INSTRUCTIONS TO FOLLOW
This task calls for copying each line below that contains "Query".

SOURCE DATA Block Start

PR #466, opened 2016-11-22
PHPC-349: Implement APM specification

derickr:


php_phongo.c
```diff
@@ -1355,6 +1356,203 @@ static void php_phongo_free_ssl_opt(mongoc_ssl_opt_t *ssl_opt)
...
+		 * constant names, but not with parameterized ones as it does
+		 * "sizeof(char*)" in that case. */
+		zend_call_method(value, NULL, NULL, name, strlen(name), NULL, 1, z_event, NULL TSRMLS_CC);
+	}
+#endif
+}
+
+static void php_phongo_command_started(const mongoc_apm_command_started_t *event)
+{
+	mongoc_client_t *client = mongoc_apm_command_started_get_context(event);
```
jmikola: Should function calls and statements appear after variable declarations in the same scope? IIRC, this is why `TSRMLS_FETCH()` can't precede declarations.

derickr: Not needed as far as I know. Our compile flags also create a warning if we do this wrong (through ```-Werror=declaration-after-statement```).

From what I understand, you can define a variable and initialise this, but C90 does not allow to have "just code" before further variable declarations/initialisations.

src/MongoDB/Monitoring.c
```diff
@@ -0,0 +1,99 @@
...
+	if (zend_parse_parameters(ZEND_NUM_ARGS() TSRMLS_CC, "O", &zSubscriber, php_phongo_subscriber_ce) == FAILURE) {
+		return;
+	}
+
+	hash = php_phongo_make_subscriber_hash(zSubscriber TSRMLS_CC);
+
+#if PHP_VERSION_ID >= 70000
+	zend_hash_str_del(&MONGODB_G(subscribers), hash, strlen(hash));
+#else
+	zend_hash_del(&MONGODB_G(subscribers), hash, strlen(hash));
```
jmikola: If `zend_hash_update()` doesn't add a reference, are you sure that this removes a reference on the zval after deleting it from the hash?

jmikola: I suppose if there was a leak, the `removeSubscriber()` tests would catch it. I found no issues running Valgrind locally for 5.6-zts and 7.1.

jmikola:
Most of the minor comments (e.g. formatting, alphabetizing) are addressed in https://github.com/mongodb/mongo-php-driver/pull/568.

config.m4
```diff
@@ -192,6 +192,12 @@ if test "$MONGODB" != "no"; then
     src/MongoDB/Exception/SSLConnectionException.c \
     src/MongoDB/Exception/UnexpectedValueException.c \
     src/MongoDB/Exception/WriteException.c \
+    src/MongoDB/Monitoring.c \
+    src/MongoDB/Monitoring/Subscriber.c \
+    src/MongoDB/Monitoring/CommandSubscriber.c \
+    src/MongoDB/Monitoring/CommandStartedEvent.c \
+    src/MongoDB/Monitoring/CommandSucceededEvent.c \
+    src/MongoDB/Monitoring/CommandFailedEvent.c
```
derickr: Yes - although, they're now ordered logically.

config.w32
```diff
@@ -85,8 +85,9 @@ if (PHP_MONGODB != "no") {
...
-  ADD_SOURCES(configure_module_dirname + "/src/MongoDB", "BulkWrite.c Command.c Cursor.c CursorId.c Manager.c Query.c ReadConcern.c ReadPreference.c Server.c WriteConcern.c WriteConcernError.c WriteError.c WriteResult.c", "mongodb");
+  ADD_SOURCES(configure_module_dirname + "/src/MongoDB", "BulkWrite.c Command.c Cursor.c CursorId.c Manager.c Monitoring.c Query.c ReadConcern.c ReadPreference.c Server.c WriteConcern.c WriteConcernError.c WriteError.c WriteResult.c", "mongodb");
   ADD_SOURCES(configure_module_dirname + "/src/MongoDB/Exception", "AuthenticationException.c BulkWriteException.c ConnectionException.c ConnectionTimeoutException.c Exception.c ExecutionTimeoutException.c InvalidArgumentException.c LogicException.c RuntimeException.c SSLConnectionException.c UnexpectedValueException.c WriteException.c", "mongodb");
+  ADD_SOURCES(configure_module_dirname + "/src/MongoDB/Monitoring", "Subscriber.c CommandSubscriber.c CommandStartedEvent.c CommandSucceededEvent.c CommandFailedEvent.c", "mongodb");
```
derickr: Yes, although they're now ordered logically.

php_phongo.c
```diff
@@ -1355,6 +1356,203 @@ static void php_phongo_free_ssl_opt(mongoc_ssl_opt_t *ssl_opt)
...
+#if PHP_VERSION_ID >= 70000
+	object_init_ex(&z_event, php_phongo_commandstartedevent_ce);
+	p_event = Z_COMMANDSTARTEDEVENT_OBJ_P(&z_event);
+#else
+	MAKE_STD_ZVAL(z_event);
+	object_init_ex(z_event, php_phongo_commandstartedevent_ce);
+	p_event = Z_COMMANDSTARTEDEVENT_OBJ_P(z_event);
+#endif
+
+	p_event->client = client;
```
derickr: I suppose so :-)

php_phongo.c
```diff
@@ -1355,6 +1356,203 @@ static void php_phongo_free_ssl_opt(mongoc_ssl_opt_t *ssl_opt)
...
+	php_phongo_dispatch_handlers("commandStarted", &z_event);
+#else
+	php_phongo_dispatch_handlers("commandStarted", z_event);
+#endif
+	zval_ptr_dtor(&z_event);
+}
+
+static void php_phongo_command_succeeded(const mongoc_apm_command_succeeded_t *event)
+{
+	mongoc_client_t *client = mongoc_apm_command_succeeded_get_context(event);
```
derickr: OK

php_phongo.c
```diff
@@ -1355,6 +1356,203 @@ static void php_phongo_free_ssl_opt(mongoc_ssl_opt_t *ssl_opt)
...
+	php_phongo_dispatch_handlers("commandSucceeded", &z_event);
+#else
+	php_phongo_dispatch_handlers("commandSucceeded", z_event);
+#endif
+	zval_ptr_dtor(&z_event);
+}
+
+static void php_phongo_command_failed(const mongoc_apm_command_failed_t *event)
+{
+	mongoc_client_t *client = mongoc_apm_command_failed_get_context(event);
```
derickr: OK

php_phongo.c
```diff
@@ -1355,6 +1356,203 @@ static void php_phongo_free_ssl_opt(mongoc_ssl_opt_t *ssl_opt)
...
+	{
+#if PHP_VERSION_ID < 70000
+		MAKE_STD_ZVAL(p_event->z_error);
+		object_init_ex(p_event->z_error, phongo_exception_from_mongoc_domain(tmp_error.domain, tmp_error.code));
+		zend_update_property_string(default_exception_ce, p_event->z_error, "message", sizeof("message")-1, tmp_error.message TSRMLS_CC);
+		zend_update_property_long(default_exception_ce, p_event->z_error, "code", sizeof("code")-1, tmp_error.code TSRMLS_CC);
+#else
+		object_init_ex(&p_event->z_error, phongo_exception_from_mongoc_domain(tmp_error.domain, tmp_error.code));
+		zend_update_property_string(default_exception_ce, &p_event->z_error, "message", sizeof("message")-1, tmp_error.message TSRMLS_CC);
+		zend_update_property_long(default_exception_ce, &p_event->z_error, "code", sizeof("code")-1, tmp_error.code TSRMLS_CC);
```
derickr: I copied this from somewhere else though? Perhaps that was before you fixed things up.

The whole point of making the exception here, is that it gets the right trace information. THe original in HHVM showed that it needed to be in this spot as well. Sadly, the overview.phpt test no longer shows it, as you wanted that caught by a ``%a``. We should manually check this.

php_phongo.c
```diff
@@ -1825,6 +2023,16 @@ static void php_phongo_pclient_dtor(void *pp)
 }
 #endif
 
+/* {{{ PHP_RINIT_FUNCTION */
+PHP_RINIT_FUNCTION(mongodb)
+{
+	/* Initialize HashTable for persistent clients */
```
derickr: OK

php_phongo.c
```diff
@@ -1961,6 +2170,12 @@ PHP_MINIT_FUNCTION(mongodb)
 	php_phongo_sslconnectionexception_init_ce(INIT_FUNC_ARGS_PASSTHRU);
 	php_phongo_unexpectedvalueexception_init_ce(INIT_FUNC_ARGS_PASSTHRU);
 
+	php_phongo_subscriber_init_ce(INIT_FUNC_ARGS_PASSTHRU);
+	php_phongo_commandsubscriber_init_ce(INIT_FUNC_ARGS_PASSTHRU);
+	php_phongo_commandstartedevent_init_ce(INIT_FUNC_ARGS_PASSTHRU);
+	php_phongo_commandsucceededevent_init_ce(INIT_FUNC_ARGS_PASSTHRU);
+	php_phongo_commandfailedevent_init_ce(INIT_FUNC_ARGS_PASSTHRU);
```
derickr: OK

src/MongoDB/Manager.c
```diff
@@ -29,6 +29,8 @@
 
 #define PHONGO_MANAGER_URI_DEFAULT "mongodb://127.0.0.1/"
 
+ZEND_EXTERN_MODULE_GLOBALS(mongodb)
```
derickr: It was definitely needed when I wrote the code. If any code in this file uses MONGODB_G, it needs to be there. Seems that we removed all of that code though.

src/MongoDB/Manager.c
```diff
@@ -191,6 +195,10 @@ static PHP_METHOD(Manager, __construct)
 	}
 
 	phongo_manager_init(intern, uri_string ? uri_string : PHONGO_MANAGER_URI_DEFAULT, options, driverOptions TSRMLS_CC);
+
+	if (intern->client) {
+		php_phongo_set_monitoring_callbacks(intern->client);
+	}
```
derickr: Just as my comment on the HHVM PR, in earlier discussions we came to the conclusion that we didn't want to remove the apm callbacks at request shutdown, and to be safe, always set them upon Manager creation.

src/MongoDB/Manager.c
```diff
@@ -385,6 +393,34 @@ static PHP_METHOD(Manager, selectServer)
...
+{
+	SUPPRESS_UNUSED_WARNING(return_value_ptr) SUPPRESS_UNUSED_WARNING(return_value_used) SUPPRESS_UNUSED_WARNING(return_value) SUPPRESS_UNUSED_WARNING(this_ptr)
+
+	if (zend_parse_parameters_none() == FAILURE) {
+		return;
+	}
+
+	phongo_throw_exception(PHONGO_ERROR_RUNTIME TSRMLS_CC, "%s", "MongoDB\\Driver objects cannot be serialized");
+}
+/* }}} */
```
derickr: It's not new code, probably comes from a mess while rebasing.

src/MongoDB/Manager.c
```diff
@@ -385,6 +393,34 @@ static PHP_METHOD(Manager, selectServer)
...
+ * Typically, users will connect to a cluster using a URI, and the Manager will
+ * perform tasks such as replica set discovery and create the necessary Server
+ * objects. That said, it is also possible to create a Manager with an arbitrary
+ * collection of Server objects using the static factory method (this can be
+ * useful for testing or administration).
+ *
+ * Operation methods do not take socket-level options (e.g. socketTimeoutMS).
+ * Those options should be specified during construction.
+ */
+/* {{{ MongoDB\Driver\Manager */
```
derickr: It's not new code, probably comes from a mess while rebasing.

src/MongoDB/Monitoring.c
derickr: No, as the hash dtor uses zval_ptr_dtor on the element, it shouldn't be needed. AFAIK, the dtor decreases the refcount and frees when the refcount hits 0.

config.m4
jmikola: I did keep the logical order when initializing the class entries in #568.

php_phongo.c
jmikola: Would it make sense to create a tracking ticket to implement such a test later?

src/MongoDB/Manager.c
jmikola: In that case, I think we can still move this to `phongo_manager_init()` just to keep this logic out of the constructor. I'd like to revisit down the line with some testing over multiple requests to see if re-assignment is really necessary. Since the callbacks are fixed functions, I have a feeling this has no effect.

php_phongo.c
derickr: Yes

PR #467, opened 2016-11-22
PHPC-790: Accept integer and floats in Timestamp and UTCDateTime constructors

jmikola:
https://jira.mongodb.org/browse/PHPC-790
https://jira.mongodb.org/browse/PHPC-804

### DIFF
--- a/src/BSON/Timestamp.c
+++ b/src/BSON/Timestamp.c
@@ -140,28 +140,48 @@ static bool php_phongo_timestamp_init_from_hash(php_phongo_timestamp_t *intern, 
 	return false;
 }
 
-/* {{{ proto void Timestamp::__construct(string $increment, string $timestamp)
+/* {{{ proto void Timestamp::__construct(int|string $increment, int|string $timestamp)
    Construct a new BSON timestamp type, which consists of a 4-byte increment and
    4-byte timestamp. */
 PHP_METHOD(Timestamp, __construct)
 {
-	php_phongo_timestamp_t    *intern;
-	zend_error_handling       error_handling;
-	char                      *s_increment;
-	phongo_zpp_char_len       s_increment_len;
-	char                      *s_timestamp;
-	phongo_zpp_char_len       s_timestamp_len;
+	php_phongo_timestamp_t *intern;
+	zend_error_handling     error_handling;
+	zval                   *increment = NULL, *timestamp = NULL;
 
 	zend_replace_error_handling(EH_THROW, phongo_exception_from_phongo_domain(PHONGO_ERROR_INVALID_ARGUMENT), &error_handling TSRMLS_CC);
 	intern = Z_TIMESTAMP_OBJ_P(getThis());
 
-	if (zend_parse_parameters(ZEND_NUM_ARGS() TSRMLS_CC, "ss", &s_increment, &s_increment_len, &s_timestamp, &s_timestamp_len) == FAILURE) {
+	if (zend_parse_parameters(ZEND_NUM_ARGS() TSRMLS_CC, "zz", &increment, &timestamp) == FAILURE) {
 		zend_restore_error_handling(&error_handling TSRMLS_CC);
 		return;
 	}
 	zend_restore_error_handling(&error_handling TSRMLS_CC);
 
-	php_phongo_timestamp_init_from_string(intern, s_increment, s_increment_len, s_timestamp, s_timestamp_len TSRMLS_CC);
+	if (Z_TYPE_P(increment) == IS_LONG && Z_TYPE_P(timestamp) == IS_LONG) {
+		php_phongo_timestamp_init(intern, Z_LVAL_P(increment), Z_LVAL_P(timestamp) TSRMLS_CC);
+		return;
+	}
+
+	if (Z_TYPE_P(increment) == IS_LONG) {
+		convert_to_string(increment);
+	}
+
+	if (Z_TYPE_P(increment) != IS_STRING) {
+		phongo_throw_exception(PHONGO_ERROR_INVALID_ARGUMENT TSRMLS_CC, "Expected increment to be an unsigned 32-bit integer or string, %s given", zend_get_type_by_const(Z_TYPE_P(increment)));
+		return;
+	}
+
+	if (Z_TYPE_P(timestamp) == IS_LONG) {
+		convert_to_string(timestamp);
+	}
+
+	if (Z_TYPE_P(timestamp) != IS_STRING) {
+		phongo_throw_exception(PHONGO_ERROR_INVALID_ARGUMENT TSRMLS_CC, "Expected timestamp to be an unsigned 32-bit integer or string, %s given", zend_get_type_by_const(Z_TYPE_P(timestamp)));
+		return;
+	}
+
+	php_phongo_timestamp_init_from_string(intern, Z_STRVAL_P(increment), Z_STRLEN_P(increment), Z_STRVAL_P(timestamp), Z_STRLEN_P(timestamp) TSRMLS_CC);
 }
 /* }}} */
 
--- a/src/BSON/Timestamp.c
+++ b/src/BSON/Timestamp.c
@@ -91,22 +91,14 @@ static bool php_phongo_timestamp_init_from_string(php_phongo_timestamp_t *intern
 	 * available on all platforms (e.g. HP-UX), and atoll() provides no error
 	 * reporting at all. */
 
-#if defined(PHP_WIN32)
-	increment = _atoi64(s_increment);
-#else
 	increment = bson_ascii_strtoll(s_increment, &endptr, 10);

SOURCE DATA Block End

OUTPUT BELOW
-  ADD_SOURCES(configure_module_dirname + "/src/MongoDB", "BulkWrite.c Command.c Cursor.c CursorId.c Manager.c Query.c ReadConcern.c ReadPreference.c Server.c WriteConcern.c WriteConcernError.c WriteError.c WriteResult.c", "mongodb");
+  ADD_SOURCES(configure_module_dirname + "/src/MongoDB", "BulkWrite.c Command.c Cursor.c CursorId.c Manager.c Monitoring.c Query.c ReadConcern.c ReadPreference.c Server.c WriteConcern.c WriteConcernError.c WriteError.c WriteResult.c", "mongodb");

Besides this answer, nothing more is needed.